86. The method according to any one of claims 82 to 85, wherein the administration step includes at least one of intradermal administration, intramuscular administration, intraperitoneal administration, intravenous administration, subcutaneous administration, intranasal administration, epidural administration, oral administration, sublingual administration, intracerebral administration, vaginal administration, transdermal administration, rectal administration, administration by inhalation, local administration, or any combination thereof.

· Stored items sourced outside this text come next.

PR #493, opened 2020-08-18
Add support for multiple resource type collections

### LINKED ISSUE #489: Multiple resource type collections
### I'm submitting a 
- [ ] bug report.
- [x] feature request.

### Current Behaviour:

After PR https://github.com/HTTP-APIs/hydrus/pull/488/ gets merged, `hydrus` will have support for treating collections as a resource.

But in that implementation, `collections` are restricted to only a collection of a single type class.
### Expected Behaviour:

As described in the [spec](https://www.hydra-cg.com/spec/latest/core/#collections), collections are described as a 'set of somehow related resources'. This would also mean that a collection might also be a set of classes of different types.

We need to add support for this type of collections too.

sameshl:
Fixes #489

### Checklist

### Description

Now, collections support instances of different classes as members. :rocket:

##### Example usage after changes made
1) **PUT** on `/collection/`
The request body should have the list of `@id`s of class instances which would be grouped into a collection.
**NOTE: These instances should exist in the database before grouping them into a collection.**
For eg,
```json
{
  "@type": "LogEntryCollection",
  "members": [
    {
      "@id": "/serverapi/Drone/4ff14a9e-9cd0-4e8a-9c11-86ac9bec211f",
      "@type": "Drone"
    },
    {
      "@id": "/serverapi/LogEntry/aab38f9d-516a-4bb2-ae16-068c0c5345bd",
      "@type": "LogEntry"
    }
  ]
}
```
In the above example, a `LogEntry` instance with id(primary key) 'aab38f9d-516a-4bb2-ae16-068c0c5345bd' and a `Drone` instance with id(primary key) '4ff14a9e-9cd0-4e8a-9c11-86ac9bec211f' already exist in the database.
This adds data in the 'LogEntryCollection' table.
##### Example response:
```json
{
    "@type": "Status",
    "description": "Object with ID 50ed3b68-9437-4c68-93d4-b67013b9d412 successfully added",
    "statusCode": 201,
    "title": "Object successfully added."
}
```

2) **GET** on `/collection/id`
##### Example response:
Will return all the members belonging to the collection with given `collection_id`. The members returned are all `hydra:Links`.
```json
{
  "@context": "/serverapi/contexts/LogEntryCollection.jsonld",
  "@id": "/serverapi/LogEntryCollection/50ed3b68-9437-4c68-93d4-b67013b9d412",
  "@type": "LogEntryCollection",
  "members": [
    {
      "@id": "/serverapi/LogEntry/aab38f9d-516a-4bb2-ae16-068c0c5345bd",
      "@type": "hydra:Link"
    },
    {
      "@id": "/serverapi/Drone/4ff14a9e-9cd0-4e8a-9c11-86ac9bec211f",
      "@type": "hydra:Link"
    }
  ]
}
```

### DIFF
--- a/hydrus/helpers.py
+++ b/hydrus/helpers.py
@@ -224,17 +224,14 @@ def finalize_response(path: str, obj: Dict[str, Any]) -> Dict[str, Any]:
     collections, parsed_classes = get_collections_and_parsed_classes()
     expanded_base_url = DocUrl.doc_url
     if path in collections:
-        # path is of a collection class
-        collection = get_doc().collections[path]["collection"]
-        class_name = collection.manages["object"].split(expanded_base_url)[1]
-        collection_manages_class = get_doc().parsed_classes[class_name]["class"]
-        collection_manages_class_type = collection_manages_class.title
-        collection_manages_class_path = collection_manages_class.path
         members = list()
-        for member_id in obj["members"]:
+        for member in obj["members"]:
+            member_id = member[0]
+            member_type = member[1]
+            member_path = get_path_from_type(member_type)
             member = {
-                "@type": collection_manages_class_type,
-                "@id": f"/{get_api_name()}/{collection_manages_class_path}/{member_id}",
+                "@type": "hydra:Link",
+                "@id": f"/{get_api_name()}/{member_path}/{member_id}",
             }
             members.append(member)
         obj['members'] = members
@@ -500,3 +497,12 @@ def get_type_from_path(path: str) -> str:
         class_ = parsed_classes[class_name]['class']
         if path == class_.path:
             return class_.id_.split(expanded_base_url)[1]
+
+
+def get_path_from_type(type_: str) -> str:
+    _, parsed_classes = get_collections_and_parsed_classes()
+    expanded_base_url = DocUrl.doc_url
+    for class_name in parsed_classes:
+        class_ = parsed_classes[class_name]['class']
+        if type_ == class_.id_.split(expanded_base_url)[1]:
+            return class_.path
--- a/hydrus/helpers.py
+++ b/hydrus/helpers.py
@@ -506,3 +506,31 @@ def get_path_from_type(type_: str) -> str:
         class_ = parsed_classes[class_name]['class']
         if type_ == class_.id_.split(expanded_base_url)[1]:
             return class_.path
+
+
+def parse_collection_members(object_: dict) -> dict:
+    """Parse the members of a collection to make it easier
+    to insert in database.
+
+    :param object_: The body of the request having object members
+    :type object_: dict
+    :return: Object with parsed members
+    :rtype: dict
+    """
+    members = list()
+    for member in object_['members']:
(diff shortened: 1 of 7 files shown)


hydrus/helpers.py
```diff
@@ -491,3 +488,49 @@ def send_update(method: str, path: str):
...
+    :rtype: dict
+    """
+    members = list()
+    for member in object_['members']:
+        # eg member "/serverapi/LogEntry/7b51ac78-e917-4884-b52e-04e65d19b810"
+        member_components = member.split('/')
+        member_id = member_components[-1]
+        member_path = member_components[-2]
+        member_type = get_type_from_path(member_path)
+        if crud.item_exists(member_type, member_id, get_session()):
```
chrizandr, line 527: Where are we checking if the member is managed by the collection or not?

hydrus/tests/conftest.py
```diff
@@ -46,7 +48,16 @@ def gen_dummy_object(class_title, doc):
     expanded_base_url = DocUrl.doc_url
     for class_path in doc.collections:
         if class_title == doc.collections[class_path]["collection"].name:
-            members = [str(uuid.uuid4()) for _ in range(3)]
+            members = list()
+            for _ in range(3):
```
chrizandr, line 52: This test also needs to be modified. We should only create dummy objects for classes in the manages block of the collection. For any other type it should return an error. Add a separate test for the error case.

hydrus/helpers.py
```diff
@@ -224,17 +224,14 @@ def finalize_response(path: str, obj: Dict[str, Any]) -> Dict[str, Any]:
...
-        # path is of a collection class
-        collection = get_doc().collections[path]["collection"]
-        class_name = collection.manages["object"].split(expanded_base_url)[1]
-        collection_manages_class = get_doc().parsed_classes[class_name]["class"]
-        collection_manages_class_type = collection_manages_class.title
-        collection_manages_class_path = collection_manages_class.path
         members = list()
-        for member_id in obj["members"]:
+        for member in obj["members"]:
+            member_id = member[0]
```
chrizandr, line 229: This needs to be modified so that we can use the discussed format for the request.

hydrus/helpers.py
sameshl: Currently, we are **not** checking if the member is managed by the collection or not. I did this on purpose as on reading the [spec](https://www.hydra-cg.com/spec/latest/core/#manages-block), it was written that "a `manages` node to the collection instructs the **client**".

So, I assumed that the `manages` block is instruction for the client rather than the server and therefore the overhead of checking if the member is managed by the collection or not falls on the client.

Let me know if we need to check the manages block at the server also?

hydrus/helpers.py
sameshl: Yes. I am working on this right now

hydrus/tests/conftest.py
sameshl: Okay. Understood. Will make the change

chrizandr (approved):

87. A method for introducing one or more anti-DNA antibodies into a cell, The step includes contacting the cells with one or more anti-DNA antibodies, The one or more anti-DNA antibodies include means for binding to extracellular DNA, The one or more anti-DNA antibodies bind to the extracellular DNA on the surface of the cell, and the one or more anti-DNA antibodies move into the cell. The method.
88. A method for delivering therapeutic substances into the interior of cells, The process includes contacting the cells with a therapeutic substance in which an anti-DNA antibody is covalently or noncovalently linked, One or more anti-DNA antibodies include means for binding to extracellular DNA, The anti-DNA antibody binds to the extracellular DNA on the surface of the cell and delivers the therapeutic substance into the cell. The method.
89. A composition comprising one or more anti-DNA antibodies and one or more nucleases, wherein the one or more nucleases optionally comprises one or more DNA nucleases, and the one or more anti-DNA antibodies comprises means for binding to extracellular DNA.
90. An improvement in a method for bringing antibodies into contact with cells, This includes bringing one or more anti-DNA antibodies into contact with cells, thereby causing the one or more anti-DNA antibodies to move internally into the cells. The one or more anti-DNA antibodies bind to extracellular DNA on the surface of the cell, and the one or more anti-DNA antibodies move into the cell. said improvement.
91. Improvements in methods of treating subjects with cancer, The method includes administering to a subject a composition containing a therapeutic substance linked to an anti-DNA antibody. The therapeutic substance is delivered into the target cells, The delivery of the therapeutic substance is effective in treating the subject. said improvement.